[[ INFORMATION open ]]
PR #983, opened 2025-10-27
fix team invitations with server actions

BilalG1:
## Summary by CodeRabbit

- **New Features**
    - Invite users to teams by email with customizable callback URLs.
    - View and revoke pending invitations from the team management UI.
    - Track and enforce team seat capacity, disabling invites when full.
- **Improvements**
    - Upgrade flow now redirects to the checkout URL from the team UI.

### DIFF
--- a/apps/dashboard/src/app/(main)/(protected)/(outside-dashboard)/projects/page-client.tsx
+++ b/apps/dashboard/src/app/(main)/(protected)/(outside-dashboard)/projects/page-client.tsx
@@ -3,16 +3,16 @@
 import { ProjectCard } from "@/components/project-card";
 import { useRouter } from "@/components/router";
 import { SearchBar } from "@/components/search-bar";
-import { AdminOwnedProject, StackAdminApp, Team, useUser } from "@stackframe/stack";
+import { AdminOwnedProject, Team, useUser } from "@stackframe/stack";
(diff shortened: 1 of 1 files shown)


apps/dashboard/src/app/(main)/(protected)/(outside-dashboard)/projects/page-client.tsx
[[ INFORMATION closed ]]
TASK:
Write out the lines above, starting at the line that contains "StackAdminApp, Team, useUser" and ending with the final line, and nothing else; copy them exactly.

ANSWER TO THE EXERCISE:
-import { AdminOwnedProject, StackAdminApp, Team, useUser } from "@stackframe/stack";
+import { AdminOwnedProject, Team, useUser } from "@stackframe/stack";
(diff shortened: 1 of 1 files shown)


apps/dashboard/src/app/(main)/(protected)/(outside-dashboard)/projects/page-client.tsx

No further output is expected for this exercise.